**EXERCISE:** Repeat only the stretch of lines below that runs from the line with "remove .clone(), as was done for modulus." through the line with "the patch location", unaltered.

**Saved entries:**
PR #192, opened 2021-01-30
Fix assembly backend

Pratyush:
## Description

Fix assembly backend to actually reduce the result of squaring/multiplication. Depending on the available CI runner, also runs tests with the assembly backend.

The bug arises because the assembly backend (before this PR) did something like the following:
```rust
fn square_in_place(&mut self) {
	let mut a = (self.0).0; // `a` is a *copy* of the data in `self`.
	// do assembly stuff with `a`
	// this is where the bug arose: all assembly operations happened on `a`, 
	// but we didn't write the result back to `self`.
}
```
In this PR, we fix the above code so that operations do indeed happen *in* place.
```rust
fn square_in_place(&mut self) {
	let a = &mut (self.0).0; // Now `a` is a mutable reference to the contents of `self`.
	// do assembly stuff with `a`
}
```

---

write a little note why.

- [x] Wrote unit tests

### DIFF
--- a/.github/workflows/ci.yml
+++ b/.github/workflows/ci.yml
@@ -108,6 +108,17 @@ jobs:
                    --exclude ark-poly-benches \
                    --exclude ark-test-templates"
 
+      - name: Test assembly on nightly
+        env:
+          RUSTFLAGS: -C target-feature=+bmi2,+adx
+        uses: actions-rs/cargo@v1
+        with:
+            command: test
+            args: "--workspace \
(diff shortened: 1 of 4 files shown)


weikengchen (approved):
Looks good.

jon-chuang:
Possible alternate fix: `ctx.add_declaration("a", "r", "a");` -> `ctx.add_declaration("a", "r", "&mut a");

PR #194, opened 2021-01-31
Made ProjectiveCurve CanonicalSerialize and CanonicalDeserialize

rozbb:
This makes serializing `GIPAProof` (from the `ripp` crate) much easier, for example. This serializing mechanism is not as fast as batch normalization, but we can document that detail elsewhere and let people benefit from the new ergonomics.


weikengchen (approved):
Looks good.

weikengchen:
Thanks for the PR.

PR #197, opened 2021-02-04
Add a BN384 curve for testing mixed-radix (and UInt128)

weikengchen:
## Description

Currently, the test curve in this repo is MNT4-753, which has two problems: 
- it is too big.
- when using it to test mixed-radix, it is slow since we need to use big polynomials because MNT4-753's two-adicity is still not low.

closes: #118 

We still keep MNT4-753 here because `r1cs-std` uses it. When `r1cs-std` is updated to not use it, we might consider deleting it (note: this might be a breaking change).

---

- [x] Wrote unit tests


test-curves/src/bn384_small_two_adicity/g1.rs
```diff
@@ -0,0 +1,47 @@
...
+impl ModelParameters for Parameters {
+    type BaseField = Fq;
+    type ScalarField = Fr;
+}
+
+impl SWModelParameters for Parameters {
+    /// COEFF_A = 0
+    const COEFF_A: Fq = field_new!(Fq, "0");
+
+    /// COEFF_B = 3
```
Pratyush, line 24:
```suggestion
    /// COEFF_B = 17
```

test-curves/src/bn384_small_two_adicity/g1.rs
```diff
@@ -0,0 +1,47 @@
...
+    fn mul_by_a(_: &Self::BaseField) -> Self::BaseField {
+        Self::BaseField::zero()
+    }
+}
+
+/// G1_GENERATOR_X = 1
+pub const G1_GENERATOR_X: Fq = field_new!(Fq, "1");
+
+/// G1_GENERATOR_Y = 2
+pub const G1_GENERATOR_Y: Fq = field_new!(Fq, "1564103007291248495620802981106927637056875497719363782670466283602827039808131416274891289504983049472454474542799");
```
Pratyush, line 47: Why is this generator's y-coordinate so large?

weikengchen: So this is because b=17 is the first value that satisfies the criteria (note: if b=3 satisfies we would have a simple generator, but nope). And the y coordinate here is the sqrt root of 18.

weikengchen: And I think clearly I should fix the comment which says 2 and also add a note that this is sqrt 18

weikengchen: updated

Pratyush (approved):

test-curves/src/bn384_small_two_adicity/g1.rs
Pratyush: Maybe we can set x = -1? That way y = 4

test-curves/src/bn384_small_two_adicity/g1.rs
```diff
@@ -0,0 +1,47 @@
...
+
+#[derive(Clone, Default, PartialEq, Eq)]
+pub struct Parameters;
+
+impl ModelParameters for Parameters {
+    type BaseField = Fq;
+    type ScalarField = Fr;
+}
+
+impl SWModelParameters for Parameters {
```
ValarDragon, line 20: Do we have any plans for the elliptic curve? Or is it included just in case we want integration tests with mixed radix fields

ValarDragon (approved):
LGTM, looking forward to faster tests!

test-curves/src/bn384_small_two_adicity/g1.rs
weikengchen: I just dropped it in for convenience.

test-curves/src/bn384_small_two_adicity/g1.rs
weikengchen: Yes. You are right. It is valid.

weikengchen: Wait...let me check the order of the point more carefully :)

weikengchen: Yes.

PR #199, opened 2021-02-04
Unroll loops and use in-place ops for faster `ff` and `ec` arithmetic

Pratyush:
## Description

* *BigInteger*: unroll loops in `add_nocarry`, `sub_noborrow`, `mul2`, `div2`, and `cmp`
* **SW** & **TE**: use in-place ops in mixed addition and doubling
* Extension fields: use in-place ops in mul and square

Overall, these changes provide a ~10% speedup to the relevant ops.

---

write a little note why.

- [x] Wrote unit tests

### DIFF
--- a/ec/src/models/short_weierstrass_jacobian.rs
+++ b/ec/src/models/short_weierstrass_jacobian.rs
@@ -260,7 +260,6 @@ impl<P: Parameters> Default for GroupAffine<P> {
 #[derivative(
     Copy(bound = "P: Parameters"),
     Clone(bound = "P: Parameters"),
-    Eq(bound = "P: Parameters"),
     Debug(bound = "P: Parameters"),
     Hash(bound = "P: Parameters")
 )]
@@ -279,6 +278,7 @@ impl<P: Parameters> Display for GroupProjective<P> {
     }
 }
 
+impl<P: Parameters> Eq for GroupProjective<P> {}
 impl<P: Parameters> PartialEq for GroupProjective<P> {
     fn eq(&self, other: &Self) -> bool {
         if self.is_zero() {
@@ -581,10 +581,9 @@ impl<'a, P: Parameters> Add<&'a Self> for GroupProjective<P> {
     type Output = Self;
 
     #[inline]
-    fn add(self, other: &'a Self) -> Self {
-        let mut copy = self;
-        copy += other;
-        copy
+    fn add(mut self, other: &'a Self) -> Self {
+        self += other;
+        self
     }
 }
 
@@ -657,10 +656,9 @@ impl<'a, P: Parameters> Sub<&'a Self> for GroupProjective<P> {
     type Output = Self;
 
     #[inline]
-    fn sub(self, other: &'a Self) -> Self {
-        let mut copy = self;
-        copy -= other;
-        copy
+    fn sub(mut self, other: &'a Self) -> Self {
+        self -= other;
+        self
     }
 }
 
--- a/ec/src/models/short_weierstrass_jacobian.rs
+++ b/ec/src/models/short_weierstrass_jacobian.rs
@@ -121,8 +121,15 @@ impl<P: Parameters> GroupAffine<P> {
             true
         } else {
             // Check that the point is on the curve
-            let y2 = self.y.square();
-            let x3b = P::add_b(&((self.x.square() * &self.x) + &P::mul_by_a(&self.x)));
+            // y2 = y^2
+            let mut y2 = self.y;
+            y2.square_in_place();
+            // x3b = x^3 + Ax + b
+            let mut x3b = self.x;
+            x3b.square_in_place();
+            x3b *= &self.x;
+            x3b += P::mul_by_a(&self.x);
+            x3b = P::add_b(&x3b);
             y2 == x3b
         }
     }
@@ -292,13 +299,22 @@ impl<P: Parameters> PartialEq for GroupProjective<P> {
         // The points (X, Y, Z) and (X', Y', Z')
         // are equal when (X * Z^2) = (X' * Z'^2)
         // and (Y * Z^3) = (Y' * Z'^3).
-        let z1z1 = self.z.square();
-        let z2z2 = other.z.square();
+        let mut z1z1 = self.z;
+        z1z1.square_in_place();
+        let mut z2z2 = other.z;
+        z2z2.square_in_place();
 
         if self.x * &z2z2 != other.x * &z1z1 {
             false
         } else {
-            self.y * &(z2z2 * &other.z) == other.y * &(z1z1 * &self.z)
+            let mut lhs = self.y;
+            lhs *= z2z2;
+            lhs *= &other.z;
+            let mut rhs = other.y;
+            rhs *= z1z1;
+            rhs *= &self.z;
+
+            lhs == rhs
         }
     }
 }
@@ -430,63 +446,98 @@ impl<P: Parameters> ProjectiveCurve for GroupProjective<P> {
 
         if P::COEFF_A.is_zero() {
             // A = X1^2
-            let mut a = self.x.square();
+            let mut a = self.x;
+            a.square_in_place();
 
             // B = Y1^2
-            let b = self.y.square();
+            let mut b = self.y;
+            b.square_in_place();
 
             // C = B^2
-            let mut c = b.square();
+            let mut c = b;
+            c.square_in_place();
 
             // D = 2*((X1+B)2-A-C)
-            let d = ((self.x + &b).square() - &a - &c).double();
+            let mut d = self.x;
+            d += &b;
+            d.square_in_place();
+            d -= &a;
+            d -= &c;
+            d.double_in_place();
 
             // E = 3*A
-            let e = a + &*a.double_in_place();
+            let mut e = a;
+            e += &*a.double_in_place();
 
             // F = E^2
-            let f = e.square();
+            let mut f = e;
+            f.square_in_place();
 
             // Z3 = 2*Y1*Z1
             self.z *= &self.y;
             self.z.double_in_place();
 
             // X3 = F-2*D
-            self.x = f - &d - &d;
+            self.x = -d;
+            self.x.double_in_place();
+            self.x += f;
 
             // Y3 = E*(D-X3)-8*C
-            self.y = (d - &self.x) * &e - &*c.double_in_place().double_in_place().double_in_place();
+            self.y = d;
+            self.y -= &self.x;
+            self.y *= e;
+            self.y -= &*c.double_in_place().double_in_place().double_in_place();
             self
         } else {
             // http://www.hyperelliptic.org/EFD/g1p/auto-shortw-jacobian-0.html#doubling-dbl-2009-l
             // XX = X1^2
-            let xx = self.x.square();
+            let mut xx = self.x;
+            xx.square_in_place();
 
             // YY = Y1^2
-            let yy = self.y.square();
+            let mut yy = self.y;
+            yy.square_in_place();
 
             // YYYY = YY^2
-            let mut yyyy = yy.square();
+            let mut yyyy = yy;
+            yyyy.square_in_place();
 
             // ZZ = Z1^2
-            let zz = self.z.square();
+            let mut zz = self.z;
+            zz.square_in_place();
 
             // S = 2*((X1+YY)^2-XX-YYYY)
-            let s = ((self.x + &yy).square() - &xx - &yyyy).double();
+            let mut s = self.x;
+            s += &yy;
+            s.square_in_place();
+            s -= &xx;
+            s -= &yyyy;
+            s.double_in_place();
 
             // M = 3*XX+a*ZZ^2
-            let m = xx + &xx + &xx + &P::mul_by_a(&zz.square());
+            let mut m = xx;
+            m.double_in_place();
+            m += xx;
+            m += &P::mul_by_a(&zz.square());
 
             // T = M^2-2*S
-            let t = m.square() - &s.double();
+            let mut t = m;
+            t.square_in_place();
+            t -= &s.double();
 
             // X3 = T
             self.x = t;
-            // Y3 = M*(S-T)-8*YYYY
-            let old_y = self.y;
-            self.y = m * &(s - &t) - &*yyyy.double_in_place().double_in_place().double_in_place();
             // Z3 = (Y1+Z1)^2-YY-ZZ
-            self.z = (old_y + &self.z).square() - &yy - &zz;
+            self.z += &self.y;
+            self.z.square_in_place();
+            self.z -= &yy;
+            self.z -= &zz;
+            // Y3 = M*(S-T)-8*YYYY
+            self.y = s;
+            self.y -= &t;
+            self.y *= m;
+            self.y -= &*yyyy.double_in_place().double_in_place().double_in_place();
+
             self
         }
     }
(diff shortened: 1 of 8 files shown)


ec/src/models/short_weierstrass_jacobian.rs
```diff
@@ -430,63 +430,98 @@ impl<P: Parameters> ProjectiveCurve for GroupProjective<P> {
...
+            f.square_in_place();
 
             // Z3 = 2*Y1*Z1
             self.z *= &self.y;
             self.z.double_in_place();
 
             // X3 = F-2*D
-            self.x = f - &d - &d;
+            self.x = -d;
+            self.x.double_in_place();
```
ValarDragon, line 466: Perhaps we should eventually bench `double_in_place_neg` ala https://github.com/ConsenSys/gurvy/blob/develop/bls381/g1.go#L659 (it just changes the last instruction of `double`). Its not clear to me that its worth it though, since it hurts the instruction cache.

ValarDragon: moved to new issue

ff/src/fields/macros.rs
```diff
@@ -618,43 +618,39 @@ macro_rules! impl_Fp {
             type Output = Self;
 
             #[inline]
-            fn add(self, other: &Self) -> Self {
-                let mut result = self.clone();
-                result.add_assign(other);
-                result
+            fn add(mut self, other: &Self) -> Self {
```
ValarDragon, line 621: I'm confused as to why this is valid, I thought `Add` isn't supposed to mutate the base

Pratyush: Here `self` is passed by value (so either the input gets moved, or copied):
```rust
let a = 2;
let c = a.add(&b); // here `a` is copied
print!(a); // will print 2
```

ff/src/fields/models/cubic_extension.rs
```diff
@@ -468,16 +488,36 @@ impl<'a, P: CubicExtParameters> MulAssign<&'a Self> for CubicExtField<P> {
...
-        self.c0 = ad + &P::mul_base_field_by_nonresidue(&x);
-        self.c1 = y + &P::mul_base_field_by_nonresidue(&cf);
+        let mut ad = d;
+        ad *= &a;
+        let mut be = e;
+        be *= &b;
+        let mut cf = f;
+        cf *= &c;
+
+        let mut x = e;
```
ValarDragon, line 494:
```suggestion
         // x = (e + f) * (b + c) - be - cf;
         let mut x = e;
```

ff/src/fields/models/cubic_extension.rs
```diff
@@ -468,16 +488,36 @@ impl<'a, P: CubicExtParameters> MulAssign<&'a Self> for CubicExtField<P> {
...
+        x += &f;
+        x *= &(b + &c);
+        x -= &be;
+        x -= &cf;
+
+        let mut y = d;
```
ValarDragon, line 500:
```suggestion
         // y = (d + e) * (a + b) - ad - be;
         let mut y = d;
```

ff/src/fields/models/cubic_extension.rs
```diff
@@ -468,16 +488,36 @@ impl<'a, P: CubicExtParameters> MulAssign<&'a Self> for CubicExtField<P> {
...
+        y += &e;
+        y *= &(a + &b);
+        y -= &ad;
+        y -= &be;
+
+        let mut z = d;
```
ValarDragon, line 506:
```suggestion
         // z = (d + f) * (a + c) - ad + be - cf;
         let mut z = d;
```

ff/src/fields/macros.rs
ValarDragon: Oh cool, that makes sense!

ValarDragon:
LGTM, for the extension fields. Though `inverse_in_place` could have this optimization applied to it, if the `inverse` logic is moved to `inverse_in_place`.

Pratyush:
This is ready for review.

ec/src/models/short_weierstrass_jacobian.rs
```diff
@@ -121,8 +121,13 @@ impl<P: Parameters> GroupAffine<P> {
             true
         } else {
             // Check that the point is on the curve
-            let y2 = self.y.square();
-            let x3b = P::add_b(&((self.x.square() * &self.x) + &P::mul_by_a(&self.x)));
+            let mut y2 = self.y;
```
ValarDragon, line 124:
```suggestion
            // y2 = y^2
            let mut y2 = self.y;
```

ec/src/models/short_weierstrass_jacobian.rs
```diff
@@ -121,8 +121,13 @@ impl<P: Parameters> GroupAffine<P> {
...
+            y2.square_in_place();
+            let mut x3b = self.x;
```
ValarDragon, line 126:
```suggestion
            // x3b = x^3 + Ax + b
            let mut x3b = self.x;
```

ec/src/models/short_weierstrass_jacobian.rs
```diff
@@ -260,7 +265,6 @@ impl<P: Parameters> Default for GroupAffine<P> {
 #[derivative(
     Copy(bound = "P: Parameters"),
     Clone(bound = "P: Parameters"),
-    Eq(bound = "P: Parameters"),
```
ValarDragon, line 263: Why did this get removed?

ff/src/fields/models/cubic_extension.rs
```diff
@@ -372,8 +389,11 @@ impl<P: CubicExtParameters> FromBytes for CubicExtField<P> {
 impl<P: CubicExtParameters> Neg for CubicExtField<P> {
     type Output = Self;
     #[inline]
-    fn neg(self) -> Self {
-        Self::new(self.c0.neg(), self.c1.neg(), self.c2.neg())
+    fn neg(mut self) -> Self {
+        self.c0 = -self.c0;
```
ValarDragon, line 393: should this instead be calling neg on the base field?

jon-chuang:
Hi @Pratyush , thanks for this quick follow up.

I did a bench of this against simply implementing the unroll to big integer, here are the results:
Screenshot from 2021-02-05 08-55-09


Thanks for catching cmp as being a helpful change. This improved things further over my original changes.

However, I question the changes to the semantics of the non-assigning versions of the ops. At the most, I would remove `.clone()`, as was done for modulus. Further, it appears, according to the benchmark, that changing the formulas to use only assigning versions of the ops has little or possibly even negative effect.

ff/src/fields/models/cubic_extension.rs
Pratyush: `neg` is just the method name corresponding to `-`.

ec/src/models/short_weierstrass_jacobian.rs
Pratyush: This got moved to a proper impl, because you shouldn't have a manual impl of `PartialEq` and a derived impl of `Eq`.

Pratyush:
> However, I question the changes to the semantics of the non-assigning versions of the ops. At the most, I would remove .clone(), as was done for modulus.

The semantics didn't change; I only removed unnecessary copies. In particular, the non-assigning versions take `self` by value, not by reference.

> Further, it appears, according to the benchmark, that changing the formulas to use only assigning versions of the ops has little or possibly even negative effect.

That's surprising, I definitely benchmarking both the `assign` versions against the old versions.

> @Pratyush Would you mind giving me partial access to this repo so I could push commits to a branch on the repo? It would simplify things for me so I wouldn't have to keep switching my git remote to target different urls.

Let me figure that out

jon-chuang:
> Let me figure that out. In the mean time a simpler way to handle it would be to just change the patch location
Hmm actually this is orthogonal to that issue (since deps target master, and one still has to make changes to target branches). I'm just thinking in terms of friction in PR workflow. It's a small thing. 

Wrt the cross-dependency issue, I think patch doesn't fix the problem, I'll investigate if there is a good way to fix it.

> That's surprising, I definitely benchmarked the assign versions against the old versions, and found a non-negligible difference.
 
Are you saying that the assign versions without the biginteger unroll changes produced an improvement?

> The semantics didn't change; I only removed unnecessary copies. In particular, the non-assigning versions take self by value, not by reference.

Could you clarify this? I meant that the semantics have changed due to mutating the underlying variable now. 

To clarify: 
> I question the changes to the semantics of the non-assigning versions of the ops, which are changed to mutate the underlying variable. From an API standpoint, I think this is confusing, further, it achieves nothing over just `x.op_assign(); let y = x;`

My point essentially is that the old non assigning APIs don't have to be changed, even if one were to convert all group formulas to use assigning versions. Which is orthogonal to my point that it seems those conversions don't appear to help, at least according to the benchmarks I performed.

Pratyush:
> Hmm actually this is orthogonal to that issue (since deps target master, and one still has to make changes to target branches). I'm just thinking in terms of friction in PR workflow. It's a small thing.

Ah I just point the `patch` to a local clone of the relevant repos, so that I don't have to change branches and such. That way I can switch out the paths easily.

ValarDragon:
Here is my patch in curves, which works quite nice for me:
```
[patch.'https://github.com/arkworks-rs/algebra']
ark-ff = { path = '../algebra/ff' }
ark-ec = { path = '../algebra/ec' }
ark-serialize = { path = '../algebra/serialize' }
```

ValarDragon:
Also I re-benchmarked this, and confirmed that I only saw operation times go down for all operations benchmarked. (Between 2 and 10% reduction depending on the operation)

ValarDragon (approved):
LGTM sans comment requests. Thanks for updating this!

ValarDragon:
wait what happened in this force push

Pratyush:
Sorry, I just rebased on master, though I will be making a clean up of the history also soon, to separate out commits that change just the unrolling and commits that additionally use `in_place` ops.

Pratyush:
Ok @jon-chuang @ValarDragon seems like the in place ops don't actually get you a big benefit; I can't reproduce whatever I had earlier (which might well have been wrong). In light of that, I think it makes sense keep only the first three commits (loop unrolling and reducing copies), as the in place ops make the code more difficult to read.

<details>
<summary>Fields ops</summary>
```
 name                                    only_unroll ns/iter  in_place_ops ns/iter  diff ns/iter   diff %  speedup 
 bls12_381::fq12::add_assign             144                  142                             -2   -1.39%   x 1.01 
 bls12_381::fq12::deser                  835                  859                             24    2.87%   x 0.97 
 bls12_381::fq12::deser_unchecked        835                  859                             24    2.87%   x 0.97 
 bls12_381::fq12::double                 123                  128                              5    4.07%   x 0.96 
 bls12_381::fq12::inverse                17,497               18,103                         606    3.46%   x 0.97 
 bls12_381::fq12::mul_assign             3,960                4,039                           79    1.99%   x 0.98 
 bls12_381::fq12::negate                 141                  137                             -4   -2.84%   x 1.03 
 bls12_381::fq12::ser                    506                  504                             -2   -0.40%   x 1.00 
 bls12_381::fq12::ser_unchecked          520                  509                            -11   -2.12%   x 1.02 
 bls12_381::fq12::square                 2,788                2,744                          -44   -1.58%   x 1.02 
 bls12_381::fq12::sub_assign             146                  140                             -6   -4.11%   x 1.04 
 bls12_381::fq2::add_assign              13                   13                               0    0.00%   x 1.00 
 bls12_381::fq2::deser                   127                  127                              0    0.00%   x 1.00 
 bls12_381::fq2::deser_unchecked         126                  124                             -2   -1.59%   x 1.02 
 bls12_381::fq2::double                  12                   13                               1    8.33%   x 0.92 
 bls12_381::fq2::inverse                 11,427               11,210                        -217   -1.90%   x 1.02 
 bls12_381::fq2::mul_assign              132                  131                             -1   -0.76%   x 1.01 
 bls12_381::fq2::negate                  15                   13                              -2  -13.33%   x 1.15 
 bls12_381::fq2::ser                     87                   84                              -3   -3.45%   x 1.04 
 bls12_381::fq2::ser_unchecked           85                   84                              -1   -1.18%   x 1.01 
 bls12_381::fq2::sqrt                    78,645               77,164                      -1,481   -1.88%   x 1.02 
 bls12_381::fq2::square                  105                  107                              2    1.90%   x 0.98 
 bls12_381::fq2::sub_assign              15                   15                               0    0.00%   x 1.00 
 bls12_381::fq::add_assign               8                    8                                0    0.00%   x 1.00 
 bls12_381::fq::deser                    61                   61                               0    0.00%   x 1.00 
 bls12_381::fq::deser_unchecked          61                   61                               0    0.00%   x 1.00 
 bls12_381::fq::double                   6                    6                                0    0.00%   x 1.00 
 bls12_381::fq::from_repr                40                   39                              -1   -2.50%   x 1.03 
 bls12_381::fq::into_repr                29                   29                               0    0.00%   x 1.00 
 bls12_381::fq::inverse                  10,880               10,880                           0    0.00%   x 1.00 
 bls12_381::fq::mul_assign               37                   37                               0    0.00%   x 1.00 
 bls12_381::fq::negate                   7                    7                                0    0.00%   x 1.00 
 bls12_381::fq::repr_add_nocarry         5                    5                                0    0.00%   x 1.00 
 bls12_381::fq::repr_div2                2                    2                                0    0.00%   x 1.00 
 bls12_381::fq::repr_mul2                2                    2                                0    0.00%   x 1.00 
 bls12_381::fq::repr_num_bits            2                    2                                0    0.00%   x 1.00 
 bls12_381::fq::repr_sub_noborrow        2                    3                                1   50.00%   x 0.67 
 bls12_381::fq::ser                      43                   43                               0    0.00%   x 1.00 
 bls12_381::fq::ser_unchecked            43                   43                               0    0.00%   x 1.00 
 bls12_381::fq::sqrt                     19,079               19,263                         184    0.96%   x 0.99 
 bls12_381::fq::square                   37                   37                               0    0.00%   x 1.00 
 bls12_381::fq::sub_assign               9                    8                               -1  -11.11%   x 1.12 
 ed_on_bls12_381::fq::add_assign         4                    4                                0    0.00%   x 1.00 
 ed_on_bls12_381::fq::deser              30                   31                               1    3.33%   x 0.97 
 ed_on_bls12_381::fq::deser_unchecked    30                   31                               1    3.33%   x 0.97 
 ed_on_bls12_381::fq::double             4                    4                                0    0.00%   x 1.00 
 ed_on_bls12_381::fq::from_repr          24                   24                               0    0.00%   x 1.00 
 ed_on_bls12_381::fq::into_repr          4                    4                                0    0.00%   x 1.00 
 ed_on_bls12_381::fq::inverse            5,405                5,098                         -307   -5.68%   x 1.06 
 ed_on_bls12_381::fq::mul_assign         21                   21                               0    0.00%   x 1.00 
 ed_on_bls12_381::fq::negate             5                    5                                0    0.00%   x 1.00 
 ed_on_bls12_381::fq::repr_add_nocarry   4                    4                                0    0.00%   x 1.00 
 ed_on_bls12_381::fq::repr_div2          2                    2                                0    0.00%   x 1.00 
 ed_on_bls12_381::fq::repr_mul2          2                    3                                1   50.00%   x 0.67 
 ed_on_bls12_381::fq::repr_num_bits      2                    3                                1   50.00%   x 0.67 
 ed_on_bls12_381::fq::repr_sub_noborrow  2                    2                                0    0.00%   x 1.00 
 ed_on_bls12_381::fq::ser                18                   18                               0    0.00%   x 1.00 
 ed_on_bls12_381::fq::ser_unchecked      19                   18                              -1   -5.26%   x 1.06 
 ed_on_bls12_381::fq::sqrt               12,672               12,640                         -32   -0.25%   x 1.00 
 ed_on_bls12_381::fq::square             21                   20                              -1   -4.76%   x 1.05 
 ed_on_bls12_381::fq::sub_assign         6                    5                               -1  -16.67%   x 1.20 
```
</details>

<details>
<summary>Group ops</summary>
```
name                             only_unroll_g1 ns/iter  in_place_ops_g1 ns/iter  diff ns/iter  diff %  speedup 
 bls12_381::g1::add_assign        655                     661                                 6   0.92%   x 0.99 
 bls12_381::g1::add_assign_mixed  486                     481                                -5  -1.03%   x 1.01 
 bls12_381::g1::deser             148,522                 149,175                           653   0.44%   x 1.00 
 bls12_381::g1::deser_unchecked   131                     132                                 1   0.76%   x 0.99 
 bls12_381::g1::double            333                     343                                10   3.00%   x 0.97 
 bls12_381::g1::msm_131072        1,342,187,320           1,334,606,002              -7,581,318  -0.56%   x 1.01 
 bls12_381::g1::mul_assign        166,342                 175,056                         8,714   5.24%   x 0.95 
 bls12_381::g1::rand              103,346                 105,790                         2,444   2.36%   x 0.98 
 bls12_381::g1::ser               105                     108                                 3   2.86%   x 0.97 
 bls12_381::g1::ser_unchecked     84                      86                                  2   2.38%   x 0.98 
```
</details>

**ANSWER TO THE PROBLEM:**
> However, I question the changes to the semantics of the non-assigning versions of the ops. At the most, I would remove .clone(), as was done for modulus.

The semantics didn't change; I only removed unnecessary copies. In particular, the non-assigning versions take `self` by value, not by reference.

> Further, it appears, according to the benchmark, that changing the formulas to use only assigning versions of the ops has little or possibly even negative effect.

That's surprising, I definitely benchmarking both the `assign` versions against the old versions.

> @Pratyush Would you mind giving me partial access to this repo so I could push commits to a branch on the repo? It would simplify things for me so I wouldn't have to keep switching my git remote to target different urls.

Let me figure that out

jon-chuang:
> Let me figure that out. In the mean time a simpler way to handle it would be to just change the patch location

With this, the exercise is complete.